Enhancing Diagnostic Accuracy by Utilizing Regional Cerebral Blood Flow (rCBF) as a Value-Added Variable to Dynamic Contrast-Enhanced Perfusion-Weighted Imaging for Differentiating Radionecrosis From Recurrent Brain Tumour.

Purpose To enhance diagnostic accuracy by incorporating relative cerebral blood flow (rCBF) as an additional parameter to dynamic susceptibility contrast perfusion-weighted imaging (DSC-PWI) variables, thereby enabling the differentiation between radionecrosis and recurrent brain tumours.

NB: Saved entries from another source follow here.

PR #2106, opened 2026-05-10
Harden website preview DNS IP validation

popka13221:
## Summary

- moved website preview DNS IP classification into a dependency-free utility
- blocks additional non-public DNS answers before server-side preview fetches
- adds coverage for multicast, reserved, documentation, 6to4, ORCHID, IPv6 documentation/multicast/link-local, and IPv4-mapped loopback forms
- parses IPv6 special ranges by hextet/mask instead of relying on string prefixes
- adds focused unit tests for the SSRF guard helper

/claim #1667

## Security impact

The `private/website_preview` endpoint validates a user-supplied website URL before fetching HTML and icons server-side. It already blocks localhost, direct IP literals, private IPv4 ranges, and some IPv6 ranges.

This patch closes gaps where a DNS response could resolve to non-public but previously unclassified ranges such as:

- IPv4 multicast/reserved: `224.0.0.0/4`, `240.0.0.0/4`, `255.255.255.255`
- 6to4 relay anycast: `192.88.99.0/24`
- IPv6 multicast, documentation, ORCHID, deprecated site-local, and link-local `fe80::/10` ranges
- IPv4-mapped IPv6 loopback forms such as `::ffff:7f00:1`

That keeps website preview behavior aligned with its existing rule: preview targets must point to public hosts.

## Residual risk

This is DNS preflight hardening. It does not fully bind the runtime `fetch()` connection to the validated DNS answer. A complete SSRF defense for DNS rebinding or split-horizon DNS would need connection-time egress enforcement, a trusted fetch proxy, or another runtime-supported way to reject private destinations at connect time.

## Tests

- `npx --yes vitest run tests/website-preview-security.unit.test.ts --config /dev/null`
- `npx --yes -p typescript tsc --noEmit --ignoreConfig --allowImportingTsExtensions --moduleResolution bundler --module esnext --target es2022 --skipLibCheck supabase/functions/_backend/utils/ip.ts`

## Notes

- No production endpoints were tested.
- No private data, credentials, or accounts were accessed.
- This is a defensive code-review patch, not an exploit submission.

## Summary by CodeRabbit

* **New Features**
  * Enhanced IP address validation to more accurately classify private and public addresses, with comprehensive support for IPv4, IPv6, and IPv4-mapped IPv6 address formats, including improved detection of special-use and reserved address ranges.
* **Tests**
  * Added comprehensive unit tests validating IP address classification across diverse address types and network ranges.
* **Refactor**
  * Improved internal code organization by consolidating IP validation logic into dedicated utilities.

[Review Change Stack](https://app.coderabbit.ai/change-stack/Cap-go/capgo/pull/2106)


mySebbe (commented):
﻿The new IP classifier helps for the DNS answers we inspect, but the fetch is still not bound to those validated answers. `getPublicHostnameValidationError()` resolves the hostname through Cloudflare DoH and accepts it when those A/AAAA answers are public, then `fetchValidatedUrl()` calls `fetch(currentUrl)` with the original hostname. That second request performs its own resolution at connection time, so an attacker-controlled hostname can return a public address to Cloudflare's resolver and a private/link-local address to the worker fetch resolver, or rebind between validation and fetch. The redirect loop repeats the same pre-check/fetch pattern for each hop.

For a website preview SSRF fix, the validation needs to be enforced on the address actually used for the outbound connection. Otherwise a host such as an attacker domain with TTL 0/split-horizon DNS can pass lines 172-180 and still make line 237 connect to `127.0.0.1`, `169.254.169.254`, or another internal address. Consider routing the fetch through a resolver/egress layer that rejects private targets at connect time, or otherwise binding the request to the validated IP while preserving host/SNI semantics.

SpeedyArt (commented):
I think there is still a material SSRF gap here that this hardening does not close yet.

The guard validates DNS answers by querying Cloudflare DoH in `getPublicHostnameValidationError()`, but the subsequent `fetch(currentUrl, ...)` does its own resolution/connect step. That means the allow/deny decision is not bound to the address the runtime actually connects to. A host can present public answers to the preflight resolver while the fetch path later resolves to, or is routed to, a non-public address; redirects repeat the same pattern. In that case the new `isPrivateIp()` coverage is bypassed even though the PR claims DNS-resolved non-public hosts are blocked.

For this endpoint I would avoid treating resolver preflight as the enforcement boundary. The safer fix is to make the connect path use the same vetted address, or put the website-preview fetch behind an egress control/proxy that rejects private, link-local, loopback, metadata, and reserved destinations at connection time. If that is not possible in this runtime, the PR should at least call out the residual DNS rebinding/TOCTOU risk so the bounty fix is not considered complete.

mySebbe (commented):
﻿`isPrivateIpv6()` still only rejects addresses whose text starts with `fe80:`, but IPv6 link-local is the whole `fe80::/10` block (`fe80` through `febf`). A DNS AAAA answer like `fe90::1` or `febf::1` is non-public/link-local, but it currently falls through this guard and is accepted by the website preview public-host check.

For this SSRF hardening path, please parse the first hextet and reject `(firstHextet & 0xffc0) === 0xfe80`, or use a CIDR-aware IP parser, and add regression cases for `fe90::1` and `febf::1`.

popka13221:
Thanks for the review. I pushed an update that narrows the IPv4 192.0.0.0 check to 192.0.0.0/24, adds a regression case for 192.0.1.1, and parses the first IPv6 hextet to cover the full fe80::/10 link-local range including fe90::1 and febf::1.\n\nOn the DNS rebinding / TOCTOU point: agreed. This PR is DNS preflight hardening and does not fully bind fetch() to the validated answer. I added a Residual risk section to the PR description to make that clear. A complete fix likely needs connection-time egress enforcement or a trusted fetch proxy that rejects private/link-local/reserved destinations at connect time.

KeRoY1412 (commented):
I think one more non-public IPv6 range is still missing from this denylist: deprecated site-local `fec0::/10`.

The updated parser covers `fe80::/10` link-local, ULA (`fc00::/7`), multicast, documentation, ORCHID, and 6to4, but `fec0::1` has first hextet `0xfec0`; it does not match `(firstHextet & 0xFFC0) === 0xFE80`, so `isPrivateIp('fec0::1')` returns `false`. IANA’s IPv6 address-space registry lists `fec0::/10` as reserved/deprecated, formerly site-local, so it should not be accepted as a public website-preview target.

For this SSRF guard I’d reject `(firstHextet & 0xFFC0) === 0xFEC0` as well, and add regression cases for `fec0::1` and `feff::1`.

popka13221:
Thanks, good catch. I pushed a follow-up that rejects deprecated site-local fec0::/10 via the same hextet/mask parser and added regression cases for fec0::1 and feff::1.

zinc-builds (approved):
## Security Review -- Hermes Agent

**Verdict: Approved** -- Solid SSRF prevention hardening with good refactoring.

### Improvements over the old code
1. **Regex pre-check on IPv4**: Validates format before splitting -- prevents NaN on malformed input
2. **Additional private ranges**: Added multicast (a >= 224), 6to4 relay (192.88.99.x), and 0.0.0.0/8
3. **IPv6 hextet parsing**: Uses numeric parsing instead of naive prefix-matching
4. **Code extraction**: Moving to shared utils/ip.ts enables reuse

### Suggestion (non-blocking)
The IPv6 bitmask check is correct -- consider adding a brief comment explaining it for readability.

supabase/functions/_backend/utils/ip.ts
```diff
@@ -0,0 +1,94 @@
...
+    || (Number.isFinite(firstHextet) && (firstHextet & 0xFE00) === 0xFC00)
+    || (Number.isFinite(firstHextet) && (firstHextet & 0xFF00) === 0xFF00)
+    || firstHextet === 0x2002
+    || (firstHextet === 0x2001 && secondHextet === 0x0DB8)
+    || (firstHextet === 0x2001 && secondHextet === 0x0002)
+    || (firstHextet === 0x2001 && Number.isFinite(secondHextet) && (secondHextet & 0xFFF0) === 0x0010)
+  ) {
+    return true
+  }
+  if (normalized.startsWith('::ffff:')) {
```
xordanx: `isPrivateIpv6()` still only detects IPv4-mapped addresses when the DNS answer is rendered with the compressed `::ffff:` prefix. Valid IPv4-mapped literals are not required to use that spelling, so forms like `0:0:0:0:0:ffff:7f00:1` or `0000:0000:0000:0000:0000:ffff:127.0.0.1` skip this branch and currently fall through as public.

Because this helper is the SSRF preflight for AAAA answers, the `::ffff:0:0/96` range should be detected after parsing/canonicalizing the full IPv6 address, then the low 32 bits should be passed through `isPrivateIpv4()`. I would add regression cases for both expanded hex and expanded dotted-quad forms so private IPv4 targets cannot bypass the mapped-address check by presentation format.

popka13221:
Thanks, addressed. I replaced the loose IPv6 prefix parsing with a small fail-closed hextet parser, kept valid compressed public IPv6 accepted, and added regression cases for malformed IPv6 inputs plus a public compressed IPv6 address.

e4792200-stack (changes requested):
The IP range hardening itself looks directionally useful, especially the numeric IPv6 parsing and new coverage for mapped IPv4/link-local/site-local/documentation ranges. I would not merge this revision yet because the current required `Run tests` check is red.

The failing job is the backend lint step on `supabase/functions/_backend/utils/ip.ts`: `e18e/prefer-array-fill` flags the constant callback at the zero-fill expression near the end of `parseIpv6Hextets`. Replacing `Array.from({ length: compressed.length === 2 ? missingCount : 0 }, () => "0")` with the project-preferred `.fill("0")` form should clear that failure.

I also verified the later commit now covers the earlier `fe80::/10` and `fec0::/10` gaps in the tests. Once lint is green, this will be much easier to approve.

popka13221:
Fixed the lint failure from the latest CI run () and pushed the update. Local targeted checks still pass: website preview security unit test, TypeScript check for , and .

popka13221:
Fixed the lint failure from the latest CI run (`e18e/prefer-array-fill`) and pushed the update. Local targeted checks still pass: website preview security unit test, TypeScript check for `utils/ip.ts`, and `git diff --check`.

e4792200-stack (approved):
Thanks for the follow-up. I rechecked the latest commit (`b520dae`): the lint issue I requested changes for is resolved, the IPv6 range regressions remain covered, and the PR description now clearly scopes this as DNS preflight hardening with the DNS rebinding/TOCTOU residual risk called out.

The full GitHub checks are now green as well (`Run tests`, Playwright, SonarCloud, Socket, dead-code check). No further blockers from me.

skotchdopolepet:
Review note: this improves the range classifier, but the fetch path still has a validation/use split. `getPublicHostnameValidationError()` resolves the host through Cloudflare DoH, then `fetch(currentUrl)` resolves the hostname again through the runtime resolver. A hostile hostname can answer with a public address during the validation lookup and a private/link-local address during the actual fetch, so the SSRF protection still depends on DNS stability across two independent resolutions.

A stronger follow-up would be to fetch the already-validated IP directly while preserving the original `Host` header/SNI where the runtime supports it, or proxy resolution/fetch through one controlled component that enforces the same resolved address. At minimum, I would document this residual risk so this PR is not treated as fully closing DNS rebinding for website previews.

michael-schvarcz:
Strong improvement over the original `website_preview.ts` private-IP checks — the move to `utils/ip.ts` with hextet-and-mask parsing is the right call, and the IPv6 coverage is now correct for the actual prefix lengths instead of leaning on `startsWith` strings (which silently miscount for the longer prefixes like `fec0::/10`). The PR body also honestly flags the residual rebinding risk, which I appreciate.

Few things worth tightening before this merges.

### 1. Webhook validation should now use the same library

`utils/ip.ts` is materially stricter than the `isPrivateIp` still living inside `utils/webhook.ts` — the webhook path is missing 6to4 anycast (`192.88.99.0/24`), multicast/class-E (`224.0.0.0/3`), TEST-NET-1, deprecated site-local IPv6, ORCHID, and the IPv4-mapped hex-pair form. After this PR, the website preview is well-defended and webhook delivery is not. Worse, `website_preview.ts` still imports `getWebhookUrlValidationError` from `webhook.ts` for the URL-shape check, so the two SSRF paths are now structurally entangled but inconsistent in what they block.

Suggested follow-up (could be in this PR or a quick next one): replace the inline `isPrivateIpv4`/`isPrivateIpv6`/`isPrivateIp` in `webhook.ts` with imports from `utils/ip.ts`, and have `getWebhookUrlValidationErrorAsync` use the same helper. Otherwise it's only a matter of time before a webhook target points at `192.88.99.x` or a `::ffff:0a00:0001` and someone has to re-discover this.

### 2. NAT64 `64:ff9b::/96` isn't blocked

`isPrivateIpv6` correctly covers ULA, link-local, deprecated site-local, multicast, documentation, ORCHID, benchmarking, and 6to4. But the well-known NAT64 prefix `64:ff9b::/96` (RFC 6052) isn't in the list. An attacker who can get the resolver to return a NAT64 address can embed an arbitrary IPv4 — *including any private one* — and slip through, because the embedded `10.x.x.x` is encoded in the low 32 bits of the IPv6 address and `isPrivateIpv6` never looks at them.

Concrete test that currently passes ("public") but shouldn't:

```ts

expect(isPrivateIp('64:ff9b::a00:1')).toBe(true) // currently returns false

```

Suggested fix: add `firstHextet === 0x0064 && secondHextet === 0xFF9B` to the block list, OR (better) extract the low-32-bit IPv4 from any `64:ff9b::/96` address and recurse through `isPrivateIpv4`. The recurse form also defends against the local-network-translation prefix `64:ff9b:1::/48`.

### 3. The `192.88.99.0/24` check uses `octets[2]` where the previous lines use `c`

Minor consistency — `const [a, b, c] = octets` is destructured at the top, but several lines mix `c` and `octets[2]`:

```ts

|| (a === 192 && b === 88 && octets[2] === 99)   // uses octets[2]

…

|| (a === 192 && b === 0 && c === 0)              // uses c

|| (a === 192 && b === 0 && octets[2] === 2)      // uses octets[2]

|| (a === 198 && b === 51 && octets[2] === 100)   // uses octets[2]

|| (a === 203 && b === 0 && octets[2] === 113)    // uses octets[2]

```

Easy ✋ — pick one. `c` reads slightly better in the boolean chain.

### 4. The comment on the TEST-NET block is slightly misleading

```ts

// Reserved TEST-NET ranges are also non-public for server-side fetch paths.

|| (a === 192 && b === 0 && c === 0)              // 192.0.0.0/24 — IETF Protocol Assignments, NOT a TEST-NET

|| (a === 192 && b === 0 && octets[2] === 2)      // 192.0.2.0/24 — TEST-NET-1

|| (a === 198 && b === 51 && octets[2] === 100)   // TEST-NET-2

|| (a === 203 && b === 0 && octets[2] === 113)    // TEST-NET-3

```

The first line under the comment is the IETF Protocol Assignments block (RFC 6890 § 2.2.5), not a TEST-NET. Worth either splitting it under its own comment or relabeling the section "RFC 6890 special-use ranges."

### 5. Test gaps

The IPv6 test list is thorough. A few I'd add:

- **NAT64**: `64:ff9b::a00:1` (see #2) — single highest-value addition

- **Legacy IPv4-compatible IPv6**: `::1.2.3.4` and `::a00:1` — current code returns `true` (rejected) because the mixed-mode address falls through `parseIpv6Hextets`'s `value.includes('.') → null` early-return. Pin the behavior with a test so a future cleanup of the parser doesn't accidentally unlock it.

- **Loopback in hex-pair form via `::ffff:`**: `::ffff:127.0.0.1` is covered; `::ffff:7f00:1` is covered. Worth also pinning `::ffff:c0a8:101` for 192.168.1.1 — different from anything currently exercised.

- **Globally routable IPv6 negative**: only Cloudflare and Google DNS are tested as public; worth one or two outside of the well-known DNS hosts to make sure no implementation detail accidentally classifies them as private.

### 6. Style nit: `Number.isFinite` vs `Number.isNaN`

```ts

const [high, low] = parts.map(part => Number.parseInt(part, 16))

if (!Number.isFinite(high) || !Number.isFinite(low) || high < 0 || high > 0xFFFF …)

```

`parseInt('xyz', 16)` returns `NaN`, and `Number.isFinite(NaN)` is `false`, so the check works. But `Number.isNaN(x)` reads more directly for the case you're actually trying to catch. The `high < 0` guard is also unreachable since `parseInt` with a positive radix can only return `NaN` or a non-negative integer. Pure style, take it or leave it.

---

Excellent direction overall — turning this into a shared util is exactly what should have happened the first time, and now you've done it for two endpoints. Closing the webhook side too (#1) is the highest-leverage follow-up.

digzrow-coder:
The IP range hardening is good, but `fetchPublicUrl()` still has the same DNS TOCTOU window as the webhook path. `getPublicHostnameValidationError()` resolves A/AAAA through Cloudflare DoH, then `fetch(currentUrl, { redirect: 'manual' })` performs a separate runtime DNS resolution for the actual connection. A rebinding hostname can answer the validation lookup with a public IP and then answer the fetch resolver with `127.0.0.1`, RFC1918, or metadata/link-local addresses.

Because redirects are already handled manually and each `Location` is revalidated, the missing piece is binding validation to the connection that gets opened. I would add a regression where the validation resolver sees a public address but the delivery/fetch resolver reaches a private address, and either route these requests through an egress proxy that enforces peer IPs or use a runtime mechanism that connects only to the validated address while preserving the original Host/SNI semantics.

Materials and methods This study involved 54 patients who had previously undergone treatment for primary cerebral tumours. All participants received radiotherapy and underwent both conventional MRI and DSC-PWI. MRI scans were performed using a 1.5 T closed MRI scanner (MAGNETOM Aera, Siemens Healthineers, Erlangen, Germany), equipped with a 16-channel Head/Neck coil for image acquisition. Several perfusion variables were calculated from DSC-PWI, including rCBF, relative cerebral blood volume (rCBV), relative peak height (rPH), and relative percentage of signal intensity recovery (rPSR). Statistical analyses included ANOVA and receiver operating characteristic (ROC) curve analysis, with histopathological findings used as the reference standard for diagnostic correlation. Results A total of 38 patients (38/54, 70.4%) were diagnosed with tumour recurrence (TR), while 16 patients (16/54, 29.6%) were diagnosed with radionecrosis. The values of rCBF, rCBV, rPSR, and rPH were significantly higher ( < 0.05) in recurrent tumours compared to radionecrosis lesions. At a cutoff value of ≥1.42, rCBF demonstrated a sensitivity of 0.95 and a specificity of 0.94. The area under the curve (AUC) for rCBF peaked at approximately 0.97, surpassing other parameters: rCBV (0.948), rPSR (0.069), and rPH (0.871). Conclusion DSC-PWI is a diagnostic tool that helps differentiate between TR and radionecrosis using several variables, the most important of which is rCBF.